----- Entries shown -----

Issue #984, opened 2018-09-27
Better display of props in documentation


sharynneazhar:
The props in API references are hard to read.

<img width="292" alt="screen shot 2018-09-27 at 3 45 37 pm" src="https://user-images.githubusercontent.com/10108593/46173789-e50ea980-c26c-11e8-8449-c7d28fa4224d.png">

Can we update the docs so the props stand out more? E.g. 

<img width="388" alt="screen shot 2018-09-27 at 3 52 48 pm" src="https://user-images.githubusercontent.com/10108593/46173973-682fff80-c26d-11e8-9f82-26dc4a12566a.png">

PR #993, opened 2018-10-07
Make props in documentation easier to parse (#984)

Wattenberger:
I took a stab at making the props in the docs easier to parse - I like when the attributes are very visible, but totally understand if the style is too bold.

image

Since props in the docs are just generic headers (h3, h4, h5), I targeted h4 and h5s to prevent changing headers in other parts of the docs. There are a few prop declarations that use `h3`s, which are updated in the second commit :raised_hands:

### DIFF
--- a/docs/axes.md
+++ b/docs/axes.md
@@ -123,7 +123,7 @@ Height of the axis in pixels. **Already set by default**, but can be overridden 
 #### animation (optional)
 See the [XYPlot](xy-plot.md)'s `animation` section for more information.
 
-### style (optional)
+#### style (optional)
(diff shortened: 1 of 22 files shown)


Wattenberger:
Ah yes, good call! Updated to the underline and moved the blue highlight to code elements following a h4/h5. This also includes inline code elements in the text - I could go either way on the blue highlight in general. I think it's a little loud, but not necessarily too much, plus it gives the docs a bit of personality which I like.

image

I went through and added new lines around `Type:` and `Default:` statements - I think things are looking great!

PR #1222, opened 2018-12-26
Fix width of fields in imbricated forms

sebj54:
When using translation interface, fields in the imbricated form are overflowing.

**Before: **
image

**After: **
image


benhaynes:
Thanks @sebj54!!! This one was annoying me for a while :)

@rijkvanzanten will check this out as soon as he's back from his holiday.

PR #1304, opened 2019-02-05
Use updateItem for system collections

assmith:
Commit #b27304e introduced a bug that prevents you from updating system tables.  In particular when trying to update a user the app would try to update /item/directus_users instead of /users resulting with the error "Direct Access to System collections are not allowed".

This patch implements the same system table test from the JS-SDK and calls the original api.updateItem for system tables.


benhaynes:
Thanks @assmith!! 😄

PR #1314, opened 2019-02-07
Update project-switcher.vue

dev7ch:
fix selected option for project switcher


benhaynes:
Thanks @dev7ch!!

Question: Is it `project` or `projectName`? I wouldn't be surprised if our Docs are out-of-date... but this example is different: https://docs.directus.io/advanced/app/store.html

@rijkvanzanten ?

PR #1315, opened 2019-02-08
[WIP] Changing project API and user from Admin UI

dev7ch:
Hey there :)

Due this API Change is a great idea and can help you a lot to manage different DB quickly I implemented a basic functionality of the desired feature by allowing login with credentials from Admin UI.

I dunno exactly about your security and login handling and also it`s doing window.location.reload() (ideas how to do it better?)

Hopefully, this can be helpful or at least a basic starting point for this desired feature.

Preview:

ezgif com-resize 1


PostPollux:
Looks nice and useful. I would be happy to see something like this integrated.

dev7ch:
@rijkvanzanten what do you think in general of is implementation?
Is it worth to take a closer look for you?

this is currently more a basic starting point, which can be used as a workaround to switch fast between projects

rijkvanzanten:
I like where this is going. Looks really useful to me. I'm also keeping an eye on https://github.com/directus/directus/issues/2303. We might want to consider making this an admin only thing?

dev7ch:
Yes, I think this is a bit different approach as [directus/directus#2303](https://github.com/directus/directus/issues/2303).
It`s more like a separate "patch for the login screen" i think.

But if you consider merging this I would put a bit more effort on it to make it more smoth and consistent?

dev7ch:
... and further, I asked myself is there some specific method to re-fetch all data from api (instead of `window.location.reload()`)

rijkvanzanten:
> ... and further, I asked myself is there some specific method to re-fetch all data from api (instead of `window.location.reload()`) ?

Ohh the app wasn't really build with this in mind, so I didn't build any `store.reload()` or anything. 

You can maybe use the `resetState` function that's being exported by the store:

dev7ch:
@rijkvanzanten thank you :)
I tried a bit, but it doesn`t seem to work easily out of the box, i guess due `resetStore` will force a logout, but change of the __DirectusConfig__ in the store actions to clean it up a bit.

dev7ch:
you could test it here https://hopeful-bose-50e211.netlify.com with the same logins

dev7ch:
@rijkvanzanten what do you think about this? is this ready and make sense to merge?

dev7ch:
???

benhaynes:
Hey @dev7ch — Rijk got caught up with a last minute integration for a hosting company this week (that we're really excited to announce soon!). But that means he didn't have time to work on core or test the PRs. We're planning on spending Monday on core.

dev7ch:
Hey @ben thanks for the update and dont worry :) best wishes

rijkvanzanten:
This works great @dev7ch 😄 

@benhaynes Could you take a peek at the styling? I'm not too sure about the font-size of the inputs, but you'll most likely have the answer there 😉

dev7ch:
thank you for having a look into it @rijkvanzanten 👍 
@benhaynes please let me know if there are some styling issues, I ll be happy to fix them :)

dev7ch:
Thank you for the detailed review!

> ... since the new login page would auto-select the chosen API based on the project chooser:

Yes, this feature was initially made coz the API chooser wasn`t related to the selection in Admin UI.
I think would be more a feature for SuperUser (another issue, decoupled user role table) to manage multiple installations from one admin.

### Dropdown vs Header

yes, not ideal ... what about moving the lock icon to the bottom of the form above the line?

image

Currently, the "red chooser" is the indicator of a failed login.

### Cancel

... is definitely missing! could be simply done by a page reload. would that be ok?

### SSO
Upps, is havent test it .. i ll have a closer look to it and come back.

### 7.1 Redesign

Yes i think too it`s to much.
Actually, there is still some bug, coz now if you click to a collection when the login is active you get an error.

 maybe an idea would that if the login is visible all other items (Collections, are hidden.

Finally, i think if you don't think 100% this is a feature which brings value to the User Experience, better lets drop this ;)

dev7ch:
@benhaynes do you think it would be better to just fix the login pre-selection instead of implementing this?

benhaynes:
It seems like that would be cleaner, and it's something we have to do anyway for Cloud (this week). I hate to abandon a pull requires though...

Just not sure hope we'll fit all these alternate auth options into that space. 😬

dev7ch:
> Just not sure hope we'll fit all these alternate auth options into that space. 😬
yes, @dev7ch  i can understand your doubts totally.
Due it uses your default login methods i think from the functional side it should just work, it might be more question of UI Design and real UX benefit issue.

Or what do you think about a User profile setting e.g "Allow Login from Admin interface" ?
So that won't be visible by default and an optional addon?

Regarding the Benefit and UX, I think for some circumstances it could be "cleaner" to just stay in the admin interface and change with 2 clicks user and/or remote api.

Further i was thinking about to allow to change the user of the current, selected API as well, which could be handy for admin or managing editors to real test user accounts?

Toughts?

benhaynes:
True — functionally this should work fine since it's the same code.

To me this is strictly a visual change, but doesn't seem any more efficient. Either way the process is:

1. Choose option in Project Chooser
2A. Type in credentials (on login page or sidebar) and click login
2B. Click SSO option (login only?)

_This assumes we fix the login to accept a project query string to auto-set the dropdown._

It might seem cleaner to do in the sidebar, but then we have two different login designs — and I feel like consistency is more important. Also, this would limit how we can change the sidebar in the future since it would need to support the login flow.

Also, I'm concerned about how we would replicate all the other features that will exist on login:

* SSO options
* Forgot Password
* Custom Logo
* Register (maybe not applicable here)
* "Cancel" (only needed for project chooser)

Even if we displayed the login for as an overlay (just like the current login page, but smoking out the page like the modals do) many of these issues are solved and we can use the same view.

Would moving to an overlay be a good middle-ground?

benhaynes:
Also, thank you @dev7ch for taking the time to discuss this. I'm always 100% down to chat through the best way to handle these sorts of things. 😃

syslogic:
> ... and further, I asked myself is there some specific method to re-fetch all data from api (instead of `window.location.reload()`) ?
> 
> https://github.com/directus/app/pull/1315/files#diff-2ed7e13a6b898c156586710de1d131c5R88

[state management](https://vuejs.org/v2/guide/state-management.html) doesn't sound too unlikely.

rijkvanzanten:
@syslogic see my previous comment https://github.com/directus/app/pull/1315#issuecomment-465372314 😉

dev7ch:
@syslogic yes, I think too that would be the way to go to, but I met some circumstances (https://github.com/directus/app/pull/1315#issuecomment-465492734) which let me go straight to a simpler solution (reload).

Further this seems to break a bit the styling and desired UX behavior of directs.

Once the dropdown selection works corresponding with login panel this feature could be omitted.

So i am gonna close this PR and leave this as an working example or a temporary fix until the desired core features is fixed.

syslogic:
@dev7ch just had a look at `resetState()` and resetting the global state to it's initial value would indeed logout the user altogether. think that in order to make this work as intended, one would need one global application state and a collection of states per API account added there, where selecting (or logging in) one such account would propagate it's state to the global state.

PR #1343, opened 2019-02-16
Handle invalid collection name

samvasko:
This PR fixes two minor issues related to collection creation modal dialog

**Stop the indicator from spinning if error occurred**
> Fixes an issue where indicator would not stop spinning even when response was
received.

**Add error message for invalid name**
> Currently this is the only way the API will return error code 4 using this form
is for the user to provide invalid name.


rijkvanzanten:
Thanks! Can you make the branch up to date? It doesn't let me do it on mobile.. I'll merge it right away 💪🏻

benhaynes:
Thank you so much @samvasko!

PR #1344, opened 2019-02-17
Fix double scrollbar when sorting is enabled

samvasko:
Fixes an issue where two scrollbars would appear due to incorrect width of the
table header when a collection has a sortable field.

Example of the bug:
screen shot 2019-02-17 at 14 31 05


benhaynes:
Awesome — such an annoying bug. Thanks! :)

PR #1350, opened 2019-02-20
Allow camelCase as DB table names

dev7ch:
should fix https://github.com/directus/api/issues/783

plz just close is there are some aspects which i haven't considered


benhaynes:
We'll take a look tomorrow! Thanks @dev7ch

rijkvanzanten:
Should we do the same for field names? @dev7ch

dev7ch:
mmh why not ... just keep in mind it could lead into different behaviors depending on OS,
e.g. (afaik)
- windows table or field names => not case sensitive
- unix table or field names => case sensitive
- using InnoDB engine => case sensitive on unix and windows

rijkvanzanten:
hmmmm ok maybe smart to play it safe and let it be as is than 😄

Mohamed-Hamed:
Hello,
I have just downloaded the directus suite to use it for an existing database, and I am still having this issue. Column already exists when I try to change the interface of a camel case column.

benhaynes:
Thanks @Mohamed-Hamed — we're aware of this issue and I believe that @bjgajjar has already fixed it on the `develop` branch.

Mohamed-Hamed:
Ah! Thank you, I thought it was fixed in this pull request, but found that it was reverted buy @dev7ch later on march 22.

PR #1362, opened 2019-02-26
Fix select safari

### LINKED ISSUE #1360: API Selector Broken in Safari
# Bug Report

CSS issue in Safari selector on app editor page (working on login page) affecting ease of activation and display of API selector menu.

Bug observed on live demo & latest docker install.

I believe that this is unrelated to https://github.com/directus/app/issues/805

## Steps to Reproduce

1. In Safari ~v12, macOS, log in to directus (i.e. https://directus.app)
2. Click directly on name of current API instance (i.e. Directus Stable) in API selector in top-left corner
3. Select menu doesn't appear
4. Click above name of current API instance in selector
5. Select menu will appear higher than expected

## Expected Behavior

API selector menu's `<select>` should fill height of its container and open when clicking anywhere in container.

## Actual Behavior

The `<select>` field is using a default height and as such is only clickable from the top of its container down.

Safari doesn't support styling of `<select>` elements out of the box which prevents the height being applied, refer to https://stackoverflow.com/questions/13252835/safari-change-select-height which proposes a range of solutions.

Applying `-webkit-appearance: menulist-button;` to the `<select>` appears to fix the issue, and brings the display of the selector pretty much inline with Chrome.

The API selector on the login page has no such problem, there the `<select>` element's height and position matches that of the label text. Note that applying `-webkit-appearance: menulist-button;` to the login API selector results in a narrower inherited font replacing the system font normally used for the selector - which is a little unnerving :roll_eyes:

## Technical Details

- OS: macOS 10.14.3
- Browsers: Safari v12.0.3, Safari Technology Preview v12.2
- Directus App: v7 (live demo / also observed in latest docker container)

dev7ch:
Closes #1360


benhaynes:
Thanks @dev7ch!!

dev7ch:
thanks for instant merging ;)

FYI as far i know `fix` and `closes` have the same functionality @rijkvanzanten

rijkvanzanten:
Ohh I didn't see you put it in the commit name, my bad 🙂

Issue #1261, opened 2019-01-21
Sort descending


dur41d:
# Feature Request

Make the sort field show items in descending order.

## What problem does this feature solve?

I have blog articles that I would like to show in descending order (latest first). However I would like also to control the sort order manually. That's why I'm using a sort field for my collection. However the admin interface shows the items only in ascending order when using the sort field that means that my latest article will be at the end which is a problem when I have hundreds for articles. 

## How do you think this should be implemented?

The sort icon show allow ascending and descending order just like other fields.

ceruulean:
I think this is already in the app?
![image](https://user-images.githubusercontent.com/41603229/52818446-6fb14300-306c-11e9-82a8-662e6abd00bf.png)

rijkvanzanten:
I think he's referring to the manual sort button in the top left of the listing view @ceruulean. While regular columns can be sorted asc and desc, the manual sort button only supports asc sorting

-----
----- Entries shown -----

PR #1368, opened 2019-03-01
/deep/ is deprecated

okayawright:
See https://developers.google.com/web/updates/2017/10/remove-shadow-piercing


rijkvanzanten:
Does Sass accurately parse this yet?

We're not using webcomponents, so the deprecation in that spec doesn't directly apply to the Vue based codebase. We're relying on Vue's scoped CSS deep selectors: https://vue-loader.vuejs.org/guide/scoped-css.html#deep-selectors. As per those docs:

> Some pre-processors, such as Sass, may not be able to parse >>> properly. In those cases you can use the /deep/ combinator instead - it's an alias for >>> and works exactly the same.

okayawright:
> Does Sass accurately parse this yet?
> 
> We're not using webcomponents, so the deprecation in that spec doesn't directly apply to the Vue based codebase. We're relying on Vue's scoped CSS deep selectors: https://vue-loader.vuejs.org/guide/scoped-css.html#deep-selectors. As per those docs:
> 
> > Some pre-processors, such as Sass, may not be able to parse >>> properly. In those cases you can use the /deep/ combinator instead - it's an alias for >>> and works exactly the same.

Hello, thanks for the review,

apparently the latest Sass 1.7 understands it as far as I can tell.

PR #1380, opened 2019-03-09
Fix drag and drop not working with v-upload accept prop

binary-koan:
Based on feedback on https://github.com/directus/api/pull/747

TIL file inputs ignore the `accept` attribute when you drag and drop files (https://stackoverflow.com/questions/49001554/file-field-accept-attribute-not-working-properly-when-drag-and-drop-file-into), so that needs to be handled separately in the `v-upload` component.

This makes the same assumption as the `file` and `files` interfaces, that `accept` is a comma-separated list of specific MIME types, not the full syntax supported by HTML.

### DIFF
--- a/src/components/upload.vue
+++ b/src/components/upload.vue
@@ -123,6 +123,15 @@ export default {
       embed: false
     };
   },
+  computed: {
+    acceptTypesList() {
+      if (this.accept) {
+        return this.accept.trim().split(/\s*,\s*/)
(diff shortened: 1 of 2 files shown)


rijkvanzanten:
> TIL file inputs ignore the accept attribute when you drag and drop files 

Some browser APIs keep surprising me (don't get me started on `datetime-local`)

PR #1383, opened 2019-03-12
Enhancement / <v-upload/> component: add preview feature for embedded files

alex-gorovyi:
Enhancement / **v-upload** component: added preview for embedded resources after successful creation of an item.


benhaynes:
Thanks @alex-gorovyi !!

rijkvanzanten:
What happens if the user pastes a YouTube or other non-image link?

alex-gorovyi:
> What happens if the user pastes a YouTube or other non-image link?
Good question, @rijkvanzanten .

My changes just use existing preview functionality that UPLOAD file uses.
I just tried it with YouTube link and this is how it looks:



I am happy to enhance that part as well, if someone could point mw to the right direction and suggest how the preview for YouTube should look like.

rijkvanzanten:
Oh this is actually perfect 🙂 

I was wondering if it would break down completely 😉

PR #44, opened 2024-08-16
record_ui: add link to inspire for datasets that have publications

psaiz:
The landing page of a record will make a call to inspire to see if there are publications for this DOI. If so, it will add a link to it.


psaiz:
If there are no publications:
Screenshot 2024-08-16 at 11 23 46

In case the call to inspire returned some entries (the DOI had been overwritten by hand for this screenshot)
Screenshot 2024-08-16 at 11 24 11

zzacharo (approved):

-----

**Your assignment:**
Only one stretch of the entries above is wanted: the lines from the one containing "True — functionally" through the one containing "auto-set the dropdown._". Please reproduce it exactly.

**Written response:**
True — functionally this should work fine since it's the same code.

To me this is strictly a visual change, but doesn't seem any more efficient. Either way the process is:

1. Choose option in Project Chooser
2A. Type in credentials (on login page or sidebar) and click login
2B. Click SSO option (login only?)

_This assumes we fix the login to accept a project query string to auto-set the dropdown._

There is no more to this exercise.